Il tema della dichiarazione correttiva in utilibus continua ad essere oggetto di un ampio dibattito, al punto che tra
Amministrazione finanziaria e giurisprudenza non può dirsi ancora raggiunto un
accordo.
L'intervento regolativo in materia del
2001 (art. 02. 08-bis DPR 322/98 come modificato dal DPR 07/12/2001 nr.
435) invece di chiarire ha complicato le cose.
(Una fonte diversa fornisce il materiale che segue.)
PR #1283, opened 2017-10-22
Map `language` and `lang`  to `locale` folder icon

jens1o:
**Changes proposed:**

- [X] Add
- [ ] Prepare
- [ ] Delete
- [ ] Fix

https://github.com/vscode-icons/vscode-icons/issues/650#issuecomment-338482447

### DIFF
--- a/src/icon-manifest/supportedFolders.ts
+++ b/src/icon-manifest/supportedFolders.ts
@@ -43,7 +43,7 @@ export const extensions: IFolderCollection = {
     { icon: 'include', extensions: ['include', 'includes', 'incl'], format: FileFormat.svg },
     { icon: 'less', extensions: ['less', '_less'], format: FileFormat.svg },
     { icon: 'library', extensions: ['lib', '.lib'], format: FileFormat.svg },
-    { icon: 'locale', extensions: ['locale', 'locales', 'i18n', 'g11n'], format: FileFormat.svg },
+    { icon: 'locale', extensions: ['lang', 'language', 'locale', 'locales', 'i18n', 'g11n'], format: FileFormat.svg },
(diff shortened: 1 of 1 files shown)


src/icon-manifest/supportedFolders.ts
```diff
@@ -43,7 +43,7 @@ export const extensions: IFolderCollection = {
     { icon: 'include', extensions: ['include', 'includes', 'incl'], format: FileFormat.svg },
     { icon: 'less', extensions: ['less', '_less'], format: FileFormat.svg },
     { icon: 'library', extensions: ['lib', '.lib'], format: FileFormat.svg },
-    { icon: 'locale', extensions: ['locale', 'locales', 'i18n', 'g11n'], format: FileFormat.svg },
+    { icon: 'locale', extensions: ['lang', 'language', 'locale', 'locales', 'i18n', 'g11n'], format: FileFormat.svg },
```
robertohuertasm: @jens1o, what about `languages`?

jens1o: I didn't saw that ever in the wild. Do you have an example for it?

robertohuertasm: Not really, but I see it more likely that someone names their language folder with `languages` instead of the singular name. Usually, one tends to have more than one language and I'm just following the same logic we applied with `locale` and `locales`. If I were to name a folder with languages I would definetely use the plural.

JimiC: Point

jens1o:
@vscode-icons/development What do we do with `bitHound - Dependencies — 3 failing dependencies. `? I think that the problem should be solved in another pr?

Pomo della discordia, il seguente
inciso:
"Le dichiarazioni dei redditi,
dell'imposta regionale sulle attività produttive e dei Sostituti d'Imposta
possono essere integrate dai Contribuenti per correggere errori od omissioni
che abbiano determinato l'indicazione di un maggior reddito o di un minor
credito, mediante dichiarazione da presentare non oltre il termine prescritto
per la presentazione della dichiarazione relativa al periodo d'imposta
successivo. L'eventuale credito risultante dalle predette dichiarazioni può
essere utilizzato in compensazione, ai sensi dell'art. 17 del D.lgs. 241/1997".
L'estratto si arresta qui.